In today’s world migrating or integrating the data from one system to another plays a vital role for any businesses.
While loading the data from SAP source to CSV file we have many tables which contain the data in various languages which means It includes information not only in western languages but also in other languages for example chinese, japanese etc.
While loading these kind of tables into CSV file, we will get improper data for other languages except English,The reason behind this is that when we load the data into CSV file format and open it using excel it uses windows-1252 encoding technique which is also known as ANSI (American National Standards Institute) encoding and is mostly compatible with English and other western languages.
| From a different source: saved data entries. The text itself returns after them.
PR #169, opened 2024-06-12
update deployment to allow for 4337

giuseppecrj:


contracts/test/utils/TestUtils.sol
```diff
@@ -114,7 +114,8 @@ contract TestUtils is Test {
   }
 
   function isAnvil() internal view returns (bool) {
-    return block.chainid == 31337 || block.chainid == 31338;
+    return
+      block.chainid == 1337 || block.chainid == 31337 || block.chainid == 31338;
```
pfives, line 118: would be nice to have these as constants so we know which actual chains you're looking for here

salzbrenner:
@giuseppecrj so what should i be doing? Run the stackup repo and then run deploy-contracts.sh? Cos I did that and it still has anvil specific commands that throw errors i.e. `automine`

texuf (changes requested):
these chain id changes look wrong.
when we launch anvil, we tell it what chain id will be.

salzbrenner:
i've been trying to get the devnet working outside of river/harmony w/ https://github.com/stackup-wallet/erc-4337-examples
- can spin up devnet fine
- get errors w/ the examples. i reached out to stackup team for guidance

texuf (approved):
If we run our base chain as a geth chain and or river chain as an anvil chain, I guess this will work, but I still think we should just set the geth chain id to the existing one, otherwise it breaks a lot of other code

giuseppecrj:
> If we run our base chain as a geth chain and or river chain as an anvil chain, I guess this will work, but I still think we should just set the geth chain id to the existing one, otherwise it breaks a lot of other code

The stackup docker file is confusing, I updated the chain id but it would still default to their 1337

brianathere:
> > @giuseppecrj so what should i be doing? Run the stackup repo and then run deploy-contracts.sh? Cos I did that and it still has anvil specific commands that throw errors i.e. `automine`
> 
> Yeah, the automine call doesn't exist on anvil, I also had to deploy our contracts one by one

Blocks should be produced on every transaction while in dev mode.

https://geth.ethereum.org/docs/developers/dapp-developer/dev-mode

salzbrenner:
> If we run our base chain as a geth chain and or river chain as an anvil chain, I guess this will work, but I still think we should just set the geth chain id to the existing one, otherwise it breaks a lot of other code

I tried doing this too w/out success. You can set the --networkId to whatever, but that doesn't set the chain id. To modifiy the chain id, you have to init geth with a genesis block json configuration. And I simply could not figure out how to both init with a genesis config AND run geth in dev mode. Searching online I could not conclude that this was possible or not.

texuf:
> > If we run our base chain as a geth chain and or river chain as an anvil chain, I guess this will work, but I still think we should just set the geth chain id to the existing one, otherwise it breaks a lot of other code
> 
> I tried doing this too w/out success. You can set the --networkId to whatever, but that doesn't set the chain id. To modifiy the chain id, you have to init geth with a genesis block json configuration. And I simply could not figure out how to both init with a genesis config AND run geth in dev mode. Searching online I could not conclude that this was possible or not.

We will just need to be sure that when we write the deployment files to generaged/deployments/<local_single|local_multi|...etc> that it writes the right chain id - it might just work

PR #173, opened 2024-06-14
Add stop method to RPC transport to shutdown interval logger

brianathere:
DRAFT - Another change will be needed on the harmony side to shutdown the unauthenticated client as well.

This logger keeps running after shutdown without this. At least two loggers are running in my client.


texuf (approved):

texuf:
looks good when it builds. I wish we could stop any inflight requests too.

brianathere:
> looks good when it builds. I wish we could stop any inflight requests too.

Excellent idea, I'll add that as a follow up

PR #175, opened 2024-06-14
Stress test updates

texuf:
refactors for ergonomics and usablility
updates for test output
add ci test that runs node js code


texuf:
i'll pull out the node changes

In table TPART, the field VTEXT contains Chinese data at the source but when we load it in .csv file the garbage data is loaded.
Fig:1) Source Data from table TPART which contains chinese data in field VTEXT.
Fig:2) target data in .csv file which contains garbage data in field VTEXT.
To overcome this kind of data issue we need to tweak some settings in flat file editor in SAP DS.
A Byte Order Mark (BOM) is a special marker that can be used at the beginning of an Unicode (UTF-8, UTF-16, or UTF-32) Encoded text file, it is used to indicate the byte order (little endian or big endian) and encoding of text to software that reads the file.
Fig 3) Snip of file format editor where the above changes are implemented.
Below Screenshot shows the output data after doing the codepage setting:
Fig :4) Output snip of .csv file after applying the above settings in flat file editor.
find the below links for more details on UTF-8 and file format properties.
What is UTF-8 https://www.freecodecamp.org/news/what-is-utf-8-character-encoding/
Input/Output options in the File Format editor
I hope you found this blog informative.